October: quid pro quo. This is Latin for this for that and is a standard legal phrase used in contracts and in crimes such as bribery. The phrase rose to prominence in October in relation to the allegations that Donald Trump withheld military aid from Ukraine in return for that country announcing it was launching a corruption investigation against Joe Biden, Trump’s political rival.
November: OK Boomer. The phrase went viral this past November. OK Boomer is a dismissive reply by a young person directed at a Baby Boomer (or an older person regardless of which generation grouping they happen to belong to). Like many such memes, it burned itself out quickly and doesn’t seem likely to have much staying power. Still, for a few weeks in November it went big.
December: impeachment. Despite all efforts to do so, it seems that Donald Trump cannot be avoided, and we end the year on a Trump note. On 18 December, the U.S. House of Representatives voted to impeach Trump, making him only the third president in U.S. history to be impeached. (The other two were Andrew Johnson in 1868 and Bill Clinton in 1998. In 1974, Richard Nixon resigned before the House voted to impeach him.) The next step is in the U.S. Senate, which will hold a trial to determine if he should be removed from office and barred from public office in the future. Neither Johnson nor Clinton were convicted by the Senate, and few expect that Trump will be. (Nixon almost certainly would have been convicted and removed if the process had continued.) Impeachments of federal judges have been more common over the years, with fifteen impeached and eight convicted, with one other resigning before the Senate could act. The most recent judicial impeachment was in 2010.
Honorable Mentions
There are two runners-up that don’t fit the mold of a word-for-a-month. These are two words that were prominent throughout the year (unfortunately so given their subject matter) but didn’t come to the fore during any one particular month.
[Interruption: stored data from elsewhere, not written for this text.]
PR #190, opened 2017-07-18
CMR-4307: Fixed the code to refresh the collection cache if no collec…

sxu123:
Refresh the collection cache once if no collections are found
when generating the humanizer-report.

### DIFF
--- a/search-app/src/cmr/search/services/humanizers/humanizer_report_service.clj
+++ b/search-app/src/cmr/search/services/humanizers/humanizer_report_service.clj
@@ -10,9 +10,8 @@
    [cmr.common.cache.single-thread-lookup-cache :as stl-cache]
    [cmr.common.concepts :as concepts]
    [cmr.common.config :refer [defconfig]]
-   [cmr.common.jobs :refer [defjob]]
+   [cmr.common.jobs :refer [defjob default-job-start-delay]]
    [cmr.common.log :as log :refer [debug info warn error]]
-   [cmr.common.services.errors :as errors]
    [cmr.common.util :as util]
    [cmr.search.data.metadata-retrieval.metadata-cache :as metadata-cache]
    [cmr.search.data.metadata-retrieval.revision-format-map :as rfm]
@@ -41,6 +40,19 @@
   "The size of the batches to use to process collections for the humanizer report"
   {:default 500 :type Long})
 
+(defconfig humanizer-report-generator-job-delay
+  "Number of seconds humanizer-report-generator-job needs to wait after collection cache
+   refresh job starts..
+   We want to add the delay so that the collection cache can be populated first.
+   Splunk shows the average time taken for collection cache to be refreshed is around 
+   300 seconds"
+  {:default 400 :type Long})
+
+(defconfig humanizer-report-generator-job-wait
+  "Number of mili-seconds humanizer-generator-job waits for the collection cache 
+   to be populated in the event when the delay is not long enough."
+  {:default 60000 :type Long}) ;; one minute
+
 (defn- rfm->umm-collection
   "Takes a revision format map and parses it into a UMM-spec record."
   [context revision-format-map]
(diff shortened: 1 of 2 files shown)


sxu123:
Not sure how to test this in SIT:
1. Need to clear up all the cache (how?)
2. Need to make sure humanizer-report-generator-job is started before the refresh-collections-metadata-cache-job. but both of these jobs have a delay of 0 seconds. so not sure if the sequence is random.
3. Assuming 2 is satisfied, need to check the SIT LOG(where?) to make sure the first time the humanizer-report-generator-job is run, it doesn't generate empty report.

search-app/src/cmr/search/services/humanizers/humanizer_report_service.clj
```diff
@@ -56,13 +57,25 @@
   [context rfms]
   (map #(rfm->umm-collection context %) rfms))
 
+(defn- refresh-and-get-collections-from-cache
+   "Force the collection cache to be populated and then get all the collections from it."
+   [context]
+   (let [_ (metadata-cache/refresh-collections-metadata-cache-job)
```
oubiwann: We can just put `(metadata-cache/refresh-collections-metadata-cache-job)` above the `let` block, yes?

sxu123: Sure.  Done.

sxu123: Actually I made a mistake here. I should call (metadata-cache/refresh-cache) here. not refresh-collections-metadata-cache-job, which is used for scheduler...

search-app/src/cmr/search/services/humanizers/humanizer_report_service.clj
```diff
@@ -56,13 +57,25 @@
   [context rfms]
   (map #(rfm->umm-collection context %) rfms))
 
+(defn- refresh-and-get-collections-from-cache
+   "Force the collection cache to be populated and then get all the collections from it."
+   [context]
+   (metadata-cache/refresh-cache context)
+   (let [rfms (metadata-cache/all-cached-revision-format-maps context)]
+     (if (nil? (seq rfms))
```
daniel-zamora: I think `(if-not (seq rfms))` is idiomatic for this? not sure.

search-app/src/cmr/search/services/humanizers/humanizer_report_service.clj
```diff
@@ -56,13 +57,25 @@
...
+
 (defn- get-all-collections
   "Retrieves all collections from the Metadata cache, partitions them into batches of size
   humanizer-report-collection-batch-size, so the batches can be processed lazily to avoid out of memory errors."
   [context]
   ;; Currently not throwing an exception if the cache is empty. May want to
   ;; change in the future to throw an exception.
-  (let [rfms (metadata-cache/all-cached-revision-format-maps context)]
+  (let [rfms (metadata-cache/all-cached-revision-format-maps context)
+        rfms (if (nil? (seq rfms))
```
daniel-zamora: I think (if-not (seq rfms)) is idiomatic for this? not sure.

search-app/src/cmr/search/services/humanizers/humanizer_report_service.clj
sxu123: Thanks. I thought it didn't look quite right. I will change it to (if (seq rams) ....   Done.

search-app/src/cmr/search/services/humanizers/humanizer_report_service.clj
sxu123: Done.

sxu123:
@laurenfrederick, 
The humanizer report job is kicked off when I first start my proto-repl(0 second delay) and then every 24 hours.
When it first got kicked off, if there are collections in the system, but we can't get collections simply because they are not in the collection cache yet, then this fix will work because it will force the refresh of the cache. 

In the humanizer-report test you mentioned, it starts with no collections. now the job has already been kicked off, forced the cache refresh and still no collections.  Then it ingests a collection. If it doesn't refresh the collection cache, it will have to wait for 24 hours for the collection to be pulled into the cache by the humanizer-report-generator-job to generate report.

sxu123:
Okay. I didn't realize the endpoint get-humanizer-report shares the same code as the one fixed in this ticket and the humanizer-report integration tests make use of that. So yes I could remove the first refresh cache call there. Done.  Also, I could use this same endpoint to test in SIT without having to worry about which job gets kicked off first in my earlier comments. I just need to clear the cache, then get the report. (hopefully not right after the jobs are kicked off again)

sxu123:
@ygliuvt, the only reason I didn't go that route was I wasn't sure how to long to wait, now that I got the splunk statistics, I've added the delay of 400 seconds and an extra wait for 60 seconds, if the collections are still not in the cache.  Throw a warning if the collection cache is still empty after the wait. All the info are logged. Done.

search-app/src/cmr/search/services/humanizers/humanizer_report_service.clj
```diff
@@ -40,6 +40,19 @@
   "The size of the batches to use to process collections for the humanizer report"
   {:default 500 :type Long})
 
+(defconfig humanizer-report-generator-job-delay
+  "Number of seconds humanizer-report-generator-job needs to wait after collection cache
+   refresh job starts..
+   We want to add the delay so that the collection cache can be populated first.
+   Splunk shows the average time taken for collection cache to be refreshed is around 
+   300 seconds"
+  {:default 400 :type Long})
```
ygliuvt: Should change `400` to `400000`.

measles. Outbreaks of measles kept cropping up around the world in 2019. At the end of the year, the situation in Samoa is serious. Many in the developed world think of it as a childhood illness of little consequence, but it’s highly contagious and can be deadly. It’s also easily prevented by a vaccine. But vaccination rates have fallen in many areas below that necessary to maintain herd immunity. This decline is due to various reasons: the anti-vaccination movement that falsely promotes the idea that vaccines are worse than the diseases they prevent, the conspiracy theory that they are a genocidal plot the West uses to target the developing world, the cost of the vaccine is prohibitive in much of the world, and local political unrest disrupting vaccination programs. The name measles in English dates to the fourteenth century and comes from a common Germanic root masel, meaning pustule or blood blister, via either Dutch or German.
trafficking. To traffic is to carry out trade or business. The verb appears in English in the sixteenth century, coming from French. It is often used where the trade or business is illegal. The word’s significance in 2019 is from its use in human trafficking, which is either the illegal movement of people across borders so they can engage in labor or the use of force or coercion to obtain someone’s labor. The most notorious type of human trafficking is for sex work, although this constitutes a relatively small set of those trafficked. The word rose to prominence in 2019 due to the arrest and subsequent death in jail of Jeffrey Epstein, a multi-millionaire who procured underage women for the rich and powerful men in his social circle.